Нет, мой дар был совсем другим. Как там сказал Эдвин Сандберг? Медицинский факультет или целительский? Я прикрыла глаза. Таверна была ещё почти пуста, на кухне громко гремела посудой Кьяра и две поварихи. Рамина дрыхла без задних ног в нашей каморке. Хозяин отправился за плотником: недавно случилась драка, и нужно было починить пару лавок и разломанный стол. Вышибала Курт болтался на рыночной площади в поисках того, на ком можно было вновь размять кулаки.

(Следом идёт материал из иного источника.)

PR #30, opened 2021-11-16
Permission check

SnowNooDLe:
# Permission check

- Bring back a single `proxy_to_api` function that only deals with forwarding requests to the right destination.
- Permission check is happening within the Intermediate API
    - Before proxy to Core/Project API
    - Every intermediate API calls except one call

## Core API
- Must be authenticated via Auth0
- Must have certain permission with Auth0 to use, such as
    - hazard - To be able to access to non-projects tab and Site Selection
    - hazard:hazard - To use Hazard Curve
    - hazard:disagg - To use Disaggregation

## Intermediate API
- Must be authenticated via Auth0
- Must have admin permission via Auth0
- One exception, `get_auth0_user_key_info()` this endpoint is for getting a user's information so whoever with Auth0 token will hit this endpoint right after they logged into the application.

## Project API
- May/May not be authenticated via Auth0
- If a user is authenticated via Auth0, they can access both Private and Public projects.
    - Check if the requested `project_id` is in the list of projects before forwarding it to the Project API.
    - The list of projects are
        - All Public projects
        - All Private projects that a user has permission with
- If a user is not authenticated via Auth0, they can only access Public projects.
    - Check if the requested `project_id` is in the list of public projects before forwarding it to the Project API.

GMHazard_Updated_Authentication_structure drawio (1)

### DIFF
--- a/apis/intermediate_api/intermediate_api/api/core_api.py
+++ b/apis/intermediate_api/intermediate_api/api/core_api.py
@@ -29,13 +29,14 @@ def get_ensemble_ids(is_authenticated):
         return utils.proxy_to_api(
             request, const.ENSEMBLE_IDS_ENDPOINT, "GET", CORE_API_BASE, CORE_API_TOKEN,
         )
-    raise auth0.AuthError(
-        {
-            "code": "Unauthorized",
-            "description": "You don't have access to this resource",
-        },
-        const.NO_ACCESS_RIGHT_CODE,
-    )
+    else:
+        raise auth0.AuthError(
+            {
+                "code": "Unauthorized",
+                "description": "You don't have access to this resource",
+            },
+            const.NO_ACCESS_RIGHT_CODE,
+        )
 
 
 @app.route(const.CORE_API_IMS_ENDPOINT, methods=["GET"])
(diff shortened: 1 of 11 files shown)


apis/intermediate_api/intermediate_api/api/core_api.py
```diff
@@ -23,68 +23,126 @@
...
 def get_ensemble_ids(is_authenticated):
-    return utils.proxy_to_api(
-        request, const.ENSEMBLE_IDS_ENDPOINT, "GET", CORE_API_BASE, CORE_API_TOKEN,
-    )
+    if is_authenticated and auth0.requires_permission("hazard"):
+        return utils.proxy_to_api(
+            request, const.ENSEMBLE_IDS_ENDPOINT, "GET", CORE_API_BASE, CORE_API_TOKEN,
+        )
+    else:
+        raise auth0.AuthError(
```
claudio525, line 33: Can probably make this exception a constant? Also you technically don't need the else

apis/intermediate_api/intermediate_api/api/project_api.py
```diff
@@ -6,7 +6,35 @@
 import intermediate_api.decorators as decorators
 import intermediate_api.auth0 as auth0
 import intermediate_api.constants as const
-import intermediate_api.api.intermediate_api as intermediate_api
+
+
+def has_project_permission(is_authenticated):
```
claudio525, line 11: Thoughts on making this a decorator?

claudio525 (commented):
Looks good!

apis/intermediate_api/intermediate_api/api/project_api.py
SnowNooDLe: Actually, yes, I think this can be done via decorator as by the time the API gets hit, `@app.route()` is the very first one which includes `request`, I originally thought of this as a decorator but because of that `request` variable, I was trying to do it within each endpoint.

apis/intermediate_api/intermediate_api/api/core_api.py
SnowNooDLe: Man, we can even have them as a constant? will check that out.

> Also you technically don't need the else
Yeah as if it doesn't meet if statement condition, will hit this `raise` regardless but added purely for readability :joy: 
It looked slightly uncomfortable with a different indentation...

SnowNooDLe:
Because of the `get_available_projects()["ids"]` usage within the permission checker, I decided to put this decorator within project_api.py instead of decorators.py as decorators need to import project_api to call this function but then, will occur circular import.

claudio525 (approved):

PR #34, opened 2021-11-22
Update Project API's Authentication structure

SnowNooDLe:
# Update Project API's Authentication structure

Basically a split version of #30.
Once three different PRs go through, the `remove_a_few_items` branch should be identical to `update_auth_structure`.

## Project API
- May/May not be authenticated via Auth0
- If a user is authenticated via Auth0, they can access both Private and Public projects.
    - Check if the requested `project_id` is in the list of projects before forwarding it to the Project API.
    - The list of projects are
        - All Public projects
        - All Private projects that a user has permission with
- If a user is not authenticated via Auth0, they can only access Public projects.
    - Check if the requested `project_id` is in the list of public projects before forwarding it to the Project API.

GMHazard_Updated_Authentication_structure drawio (1)

### DIFF
--- a/apis/intermediate_api/intermediate_api/api/project_api.py
+++ b/apis/intermediate_api/intermediate_api/api/project_api.py
@@ -1,3 +1,5 @@
+from functools import wraps
+
 from flask import jsonify, request, Response
 
 from intermediate_api import app, PROJECT_API_BASE, PROJECT_API_TOKEN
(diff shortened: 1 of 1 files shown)


claudio525 (approved):

apis/intermediate_api/intermediate_api/api/project_api.py
```diff
@@ -6,287 +8,403 @@
...
+    Those with authentication, check both private and public projects.
+    Those without authentication, check public projects only.
+    """
+
+    @wraps(f)
+    def decorated(*args, **kwargs):
+        is_authenticated = kwargs["is_authenticated"]
+        project_id = request.args.get("project_id")
+        is_authorized = False
+        if project_id is not None:
```
jasonmotha, line 24: This function's conditionals is a little messy. I think the most simple is to check for project_id is None and return that. (this way we can remove an indentation level.

Also, is the final return ever reached?

jasonmotha (changes requested):

joelridden (approved):
Just probably deal with Jasons comment etc, other than that I'm happy.

apis/intermediate_api/intermediate_api/api/project_api.py
SnowNooDLe: The only reason I chose to have this condition `if project_id is not None:` is because the main task must have an argument called `project_id` so you see the main task first instead of seeing return something if project id is none.

Good catch on checking the final return, from the frontend point of view, no, you will never(let's say 99% instead of 100%) reach this point as the frontend will stop you from sending any requests if the project id is not selected.

The final return check is more for those who try to send requests manually(without using the frontend app) but does not provide project_id.

In that case, response is something like
#### Without the final return
```html
<!DOCTYPE HTML PUBLIC "-//W3C//DTD HTML 3.2 Final//EN">
<title>500 Internal Server Error</title>
<h1>Internal Server Error</h1>
<p>The server encountered an internal error and was unable to complete your request. Either the server is overloaded or
	there is an error in the application.</p>
```
#### With the final return
(This is not the current return, it's a `raise` but thought this would be more useful to give users/developers more useful warnings instead of saying the second code block which is not authorized.

```json
// with auth0.AuthError
{
    "code": "Invalid Project ID",
    "description": "Please check your Project ID"
}
```
```json
// return f(*args, **kwargs, is_authorized=is_authorized)
{
    "code": "Unauthorized",
    "description": "You don't have access to this resource"
}
```

SnowNooDLe: I was a little confused with
if project_id is None return that but managed it :joy:

joelridden (approved):

jasonmotha (approved):

PR #36, opened 2021-11-25
GMS download no longer needs a token as a parameter

SnowNooDLe:
# GMS download no longer needs a token as a parameter

- Removed token from a parameter(Both Core and Project APIs) to keep the consistency with other endpoints.
- Updated the package version for all APIs - minor version upgrade.

## TODO
1. Do symlink current projects directory to the new directory along with the new project API's package version
2. Update and deploy the latest version of APIs - Both Core and Project
3. Deploy the frontend on 1p


apis/intermediate_api/setup.py
```diff
@@ -2,7 +2,7 @@
 
 setup(
     name="intermediate_api",
-    version="20.8.2",
+    version="20.8.3",
```
joelridden, line 5: Is it also worth to change the core_api version as the core_api endpoints have changed too?

joelridden (commented):
I think the project API also has this token in download_gms_results?
Maybe also update project_api version number if project api does change.

SnowNooDLe:
> I think the project API also has this token in download_gms_results? Maybe also update project_api version number if project api does change.

Good catch, as we don't have dummy GMS data for the current version of project API, didn't even think of the Project API.

jasonmotha (dismissed):
Should update the version if the API changes but otherwise happy.

apis/intermediate_api/setup.py
SnowNooDLe: I think ultimately, it is worth changing it and that 20.8. x, this x position is for minor changes.
However, the intermediate API, I can safely say that it is mainly managed by me with some help from Claudio and Jason whereas Core and Project API, I would put both Claudio and Jason as the main maintainers so not confident enough to change the version number haha.

Also, for the project_api version, I guess we can change it but as soon as we change it, all the endpoints will try to look up the project data under that specific version directory. E.g., if the project_api version is 21.5.1, endpoints look for data under a directory called v21p5p1, so either we need to manually rename the project directory every time we update the project API package version or use another method instead of using package version as a projects directory.
Thoughts? @claudio525 @jasonmotha

jasonmotha: In the future we can make some automated task to run GNZL when we update the API version. In the interim, we shouldn't be doing many changes to the API at the moment - so fine to just deal with it.

claudio525: >Is it also worth to change the core_api version as the core_api endpoints have changed too?

We haven't really been updating these as far as I'm aware, so no good reason to start now (but we should probably start at some point lol)

>Also, for the project_api version, I guess we can change it but as soon as we change it, all the endpoints will try to look up the project data under that specific version directory. E.g., if the project_api version is 21.5.1, endpoints look for data under a directory called v21p5p1, so either we need to manually rename the project directory every time we update the project API package version or use another method instead of using package version as a projects directory.
Thoughts?

I think we should change it so that the directory uses the year-major version, since changes to the project data will always be major. And that way we can do tweaks to the API and just update the minor version number without any problems. But thats probably best done in a separate change. For now, I recon just update the version number and then symlink the GNZL project into the new version directory.

jasonmotha: Agreed with your point about major version. That's a good distinction.

joelridden (approved):

claudio525 (approved):

jasonmotha (approved):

Уна придерживала за запястья мои руки, обнявшие её голову. Она готова была в любой момент оттолкнуть меня, и это мешало мне сосредоточиться. Слишком много волнения и напряжения – теперь я поняла, почему лекари часто уговаривают своих подопечных успокоиться. Дар отзывается на эмоции, плещется внутри, как бурлящее в котелке снадобье, его тяжело направлять, если больной оказывает сопротивление. Я прикрыла глаза, но продолжала смотреть в неё – не знаю как, прежде ничего подобного я ни с кем, кроме самой себя, не делала. Я видела, что дело совсем не в уродстве и параличе, которые были оставлены заклинанием. Тихая Уна замолчала вовсе не поэтому – внешние проявления скрывали под собой концентрированный, пульсирующий страх.

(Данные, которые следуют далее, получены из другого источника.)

PR #37, opened 2021-11-28
Fix the Core API test

SnowNooDLe:
# Fix the Core API test

- Rename `missingparam` to `missing_param`
- Missing download token
    - Update on status code from 404 to 400
    - Update on content-type from html/text to application/json 
image
- Remove url_extension for Core GMS download
    - TODO: Update the Projects download all then we can eliminate `url_extension` parameter to simplify. 

image

### DIFF
--- a/apis/core_api/core_api/test/test_core_gm_data.py
+++ b/apis/core_api/core_api/test/test_core_gm_data.py
@@ -22,7 +22,7 @@ def test_get_ensemble_ims(config):
     )
 
 
-def test_get_ensemble_ims_missingparam(config):
+def test_get_ensemble_ims_missing_param(config):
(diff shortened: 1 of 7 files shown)


joelridden (commented):
I'm fine with these changes, should change the Project API tests too as it will be a similar change

SnowNooDLe:
> I'm fine with these changes, should change the Project API tests too as it will be a similar change

Yeah, so put TODO in the last bullet point haha.
Just didn't want to modify any extra stuff other than Core API tests.

jasonmotha (approved):

claudio525 (approved):

joelridden (approved):

PR #6, opened 2015-04-25
feat(installer): adds a simple github installer

zewa666:
might be used to install packages directly from github repos. Gets the latest available tag and installs it. Runs NPM and JSPM installs afterwards

### DIFF
--- a/index.js
+++ b/index.js
@@ -2,6 +2,7 @@ var program = require('commander');
 var bundler = require('./lib/bundler');
 var pjson = require('./package.json');
 var chalk = require('chalk');
+var installer = require('./lib/installer');
 
 function Aurelia(env) {
   this.env = env;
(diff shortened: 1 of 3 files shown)


zewa666:
@ahmedshuhel I'm very sorry I mixed up something while installing the npm modules. Should be fixed now.

joelcoxokc:
@zewa666 I like the installer. I wish I would have seen this earlier. I made something similar. However, I do not have the npm and jspm install functionality running. I say we stay with yours. I am just using child_process.spawn.

joelcoxokc:
Actually I may need to use this code for different things. @EisenbergEffect Can we go ahead and merge this, and I will apply it to some of the things I am using child_process.spawn for. I will also need to write some tests around it.

zewa666:
Glad it's helpful. That's the similar approach I'm using for the generator-aurelia. First I had used child_process.spawn as well, but have changed it because of two reasons.
First it depends on proper Environment Path setups and proper access rights (Windows Run As Administrator) depending on how it's installed. Second if we ever thrive to work without global dependencies this approach suites better since only the required modules (except npm) are used. Didn't wrote any tests so far as I wasn't sure whether this is helpful or not but could definitely add those if needed.

EisenbergEffect:
@joelcoxokc You should have rights to do the merge. Please go ahead.

Issue #11, opened 2015-04-27
Create CLI Logger


joelcoxokc:
Let's create a logger that output messages to the console with nice prefixes. 

The following prefixes are some examples that may be necessary. 

[aurelia]: 
[aurelia] [Error]:
[aurelia] [Success]: 

Colors: 
aurelia -> magenta
Error    -> red
Success -> green

Issue #9, opened 2015-04-27
Export an instance from the main module file.


joelcoxokc:
The main module file "index.js" is currently exporting the constructor. 

This can become an issue when the user wants to require aurelia-cli in multiple places.

This also requires the logic in the bin/aurelia.js to be changed as well, because we are creating a new instance and then passing it to the configFile. 

#Solution

If we would like access to the constructor, we can place the constructor on the prototype, and export a new instance.

joelcoxokc:
I can set the constructor on the prototype one of two ways. 

By convention we see something like the following

```
Aurelia.prototype.constructor = Aurelia
```

However, Some libraries will do the following 

```
Aurelia.prototype.Aurelia = Aurelia;
```

I am going to stick with convention, unless anyone has any objections.

Issue #8, opened 2015-04-25
Separate Library and CLI


EisenbergEffect:
All functionality of the cli should be in a separate library. The cli should just automate this library. This would allow the library to be used directly inside of gulp or any other node-based tool.

Perhaps `aurelia-tools` is the best repo to move the core functionality into?

ahmedshuhel:
Rather than a single separate library could we consider multiple smaller focused libraries? CLI houses different functionalities with different purposes. Let's take `bundling` and `scaffolding` for example. They are very different in nature. So it's probably make more sense to factor them out into two separate libs. 

The modules in the CLI are not very mature yet. So we should probably wait a little more before refactorig.

EisenbergEffect:
Sounds fantastic. Keep working in the current repo and let's just keep this in mind. When things mature, we will talk about how they should be split apart. We'll leave this issue open as a reminder of that.

joelcoxokc:
I have some solutions to this issue, I will be making a pull request soon on.

joelcoxokc:
One of the issues we have is that our commander logic is in the same file that will be required on the library side. I have pulled all the commander logic from the index.js. and placed it into a file called interface.js I figured this would be a valid name, as it is the command line interface.

joelcoxokc:
We also should be exporting an instance from the index file, rather than the constructor. Otherwise, it will be difficult to re access the instance if not stored properly. 

Should I make this another issue?

PR #12, opened 2015-04-27
feat(cli-logger): fix(environment-issues):

joelcoxokc:
This pull request should have been broken up into several. 
The following pull requests will be made much more simple. 

Below is a list of issues resolved and features added

#8 resolve issue by creating an interface file that provides all executable commands, and separates the Library from the CLI tool.

#9 We are now exporting an instance of Aurelia-Cli from the main module, which resolves potential issues from users who may want to use the Library in other places. 

#11 Create a CLI Logger with simple prefixes

### DIFF
--- a/bin/aurelia.js
+++ b/bin/aurelia.js
@@ -1,7 +1,8 @@
 #!/usr/bin/env node
+
 const Liftoff = require('liftoff');
 const argv = require('minimist')(process.argv.slice(2));
-
+const interface = require('../lib/interface');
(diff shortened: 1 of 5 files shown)


zewa666:
Nice work @joelcoxokc, mind renaming the `interface`. A lot of IDEs scream like that's a reserved word. Besides that though this approach is awesome since e.g. my Yeoman generator can easily access the separated library to perform the same functionality :+1:

joelcoxokc:
Yes I am going to reject this PR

Страх закрепился где-то внутри головы женщины, приклеился к её мозгу и обездвижил ту часть, которая отвечает за голос. Нужно только… всего только направить силу в то место и развязать этот невидимый узел. В тот момент я не понимала, что могу по неосторожности убить. Что я ничего не умею. Что мне никогда не поступить в академию и не стать целительницей. Но я решилась. Усилием воли зачерпнула крохотную ложечку от внутреннего белого огня и послала тёплый сгусток энергии в голову Уны.
Она вскрикнула, изо всех сил толкнула меня, и сама едва не скатилась вниз по лестнице, потеряв равновесие. Я кинулась к ней, ещё не соображая, что произошло.
– Что это? – дрожащим голосом проговорила она. Язык ещё не слушался её и вышло «шшшто ешшто».